▸ Your task
Each entry that follows should be retyped exactly.

▸ Stored items
++++++++++
PR #300, opened 2023-07-24
Use Memo for Account/Project Selection

sternetj:
## Changes

  - Reverts the `isSettled` changes that did not work
  - Switches from state/effect logic to `useMemo` for account and project selection. The old way allowed for some extra renders where `isLoading: false` and `isFetched: true` but the correct account/project had not actually been selected which caused the `need an invitation` warning to be displayed

### DIFF
--- a/src/hooks/useActiveAccount.tsx
+++ b/src/hooks/useActiveAccount.tsx
@@ -4,6 +4,7 @@ import React, {
   useState,
   useContext,
   useCallback,
+  useMemo,
 } from 'react';
 import { Account, useAccounts } from './useAccounts';
 import { QueryObserverResult } from 'react-query';
@@ -61,10 +62,9 @@ export const ActiveAccountContextProvider = ({
 }) => {
   const accountsResult = useAccounts();
   const accountsWithProduct = filterNonLRAccounts(accountsResult.data);
-  const [isSettled, setIsSettled] = useState(false);
-  const [activeAccount, setActiveAccount] = useState<ActiveAccountProps>({});
   const { data: userData } = useUser();
   const userId = userData?.id;
+  const [selectedId, setSelectedId] = useState(accountIdToSelect);
   const [previousUserId, setPreviousUserId] = useState(userId);
   const [storedAccountIdResult, setStoredAccountId] = useAsyncStorage(
     `${selectedAccountIdKey}:${userId}`,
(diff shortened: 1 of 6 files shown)


bruce-glazier (dismissed):
This looks much better!

src/hooks/useActiveAccount.tsx
```diff
@@ -73,60 +73,51 @@ export const ActiveAccountContextProvider = ({
...
     storedAccountIdResult.data,
     storedAccountIdResult.isLoading,
-    accountsResult.isFetched,
-    accountsResult.isLoading,
     userId,
   ]);
 
+  useEffect(() => {
+    if (activeAccount?.account?.id) {
+      setStoredAccountId(activeAccount.account.id);
```
markdlv, line 109: It seems like this could write to async storage more often than we mean to.  You might want to make the dependency on line 111 `activeAccount?.account?.id` instead.

src/hooks/useActiveProject.tsx
```diff
@@ -68,97 +69,98 @@ export const ActiveProjectContextProvider = ({
...
     useMeLoading,
     userId,
+    selectedId,
   ]);
 
+  useEffect(() => {
+    if (hookReturnValue?.activeProject?.id) {
+      setStoredProjectId(hookReturnValue?.activeProject?.id);
+    }
+  }, [hookReturnValue, setStoredProjectId]);
```
markdlv, line 124: Same here as comment in useActiveAccount - might make this first dep `hookReturnValue?.activeProject?.id` instead.

src/hooks/useSubjectProjects.test.tsx
```diff
@@ -57,7 +57,7 @@ test('fetches and returns projects related to useMe', async () => {
   axiosMock.onGet().reply(200, projectsResponse);
   const { result } = await renderHookInContext();
   await waitFor(() => result.current.isSuccess);
-  expect(axiosMock.history.get[0].url).toBe('/v1/projects?id=proj1,proj2');
+  expect(axiosMock.history.get[0].url).toBe('/v1/projects?id=proj1&id=proj2');
```
markdlv, line 60: This doesn't look right to me.  It seems like the previous way was correct.  I'm going to approve but please triple-check this works as expected.

markdlv (dismissed):

src/hooks/useSubjectProjects.test.tsx
sternetj: It was working as expected for me after my change. Looking at the code I think it is expecting it to be in this format.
++++++++++
▸ Reply to the exercise
PR #300, opened 2023-07-24
Use Memo for Account/Project Selection

sternetj:
## Changes

  - Reverts the `isSettled` changes that did not work
  - Switches from state/effect logic to `useMemo` for account and project selection. The old way allowed for some extra renders where `isLoading: false` and `isFetched: true` but the correct account/project had not actually been selected which caused the `need an invitation` warning to be displayed

### DIFF
--- a/src/hooks/useActiveAccount.tsx
+++ b/src/hooks/useActiveAccount.tsx
@@ -4,6 +4,7 @@ import React, {
   useState,
   useContext,
   useCallback,
+  useMemo,
 } from 'react';
 import { Account, useAccounts } from './useAccounts';
 import { QueryObserverResult } from 'react-query';
@@ -61,10 +62,9 @@ export const ActiveAccountContextProvider = ({
 }) => {
   const accountsResult = useAccounts();
   const accountsWithProduct = filterNonLRAccounts(accountsResult.data);
-  const [isSettled, setIsSettled] = useState(false);
-  const [activeAccount, setActiveAccount] = useState<ActiveAccountProps>({});
   const { data: userData } = useUser();
   const userId = userData?.id;
+  const [selectedId, setSelectedId] = useState(accountIdToSelect);
   const [previousUserId, setPreviousUserId] = useState(userId);
   const [storedAccountIdResult, setStoredAccountId] = useAsyncStorage(
     `${selectedAccountIdKey}:${userId}`,
(diff shortened: 1 of 6 files shown)


bruce-glazier (dismissed):
This looks much better!

src/hooks/useActiveAccount.tsx
```diff
@@ -73,60 +73,51 @@ export const ActiveAccountContextProvider = ({
...
     storedAccountIdResult.data,
     storedAccountIdResult.isLoading,
-    accountsResult.isFetched,
-    accountsResult.isLoading,
     userId,
   ]);
 
+  useEffect(() => {
+    if (activeAccount?.account?.id) {
+      setStoredAccountId(activeAccount.account.id);
```
markdlv, line 109: It seems like this could write to async storage more often than we mean to.  You might want to make the dependency on line 111 `activeAccount?.account?.id` instead.

src/hooks/useActiveProject.tsx
```diff
@@ -68,97 +69,98 @@ export const ActiveProjectContextProvider = ({
...
     useMeLoading,
     userId,
+    selectedId,
   ]);
 
+  useEffect(() => {
+    if (hookReturnValue?.activeProject?.id) {
+      setStoredProjectId(hookReturnValue?.activeProject?.id);
+    }
+  }, [hookReturnValue, setStoredProjectId]);
```
markdlv, line 124: Same here as comment in useActiveAccount - might make this first dep `hookReturnValue?.activeProject?.id` instead.

src/hooks/useSubjectProjects.test.tsx
```diff
@@ -57,7 +57,7 @@ test('fetches and returns projects related to useMe', async () => {
   axiosMock.onGet().reply(200, projectsResponse);
   const { result } = await renderHookInContext();
   await waitFor(() => result.current.isSuccess);
-  expect(axiosMock.history.get[0].url).toBe('/v1/projects?id=proj1,proj2');
+  expect(axiosMock.history.get[0].url).toBe('/v1/projects?id=proj1&id=proj2');
```
markdlv, line 60: This doesn't look right to me.  It seems like the previous way was correct.  I'm going to approve but please triple-check this works as expected.

markdlv (dismissed):

src/hooks/useSubjectProjects.test.tsx
sternetj: It was working as expected for me after my change. Looking at the code I think it is expecting it to be in this format.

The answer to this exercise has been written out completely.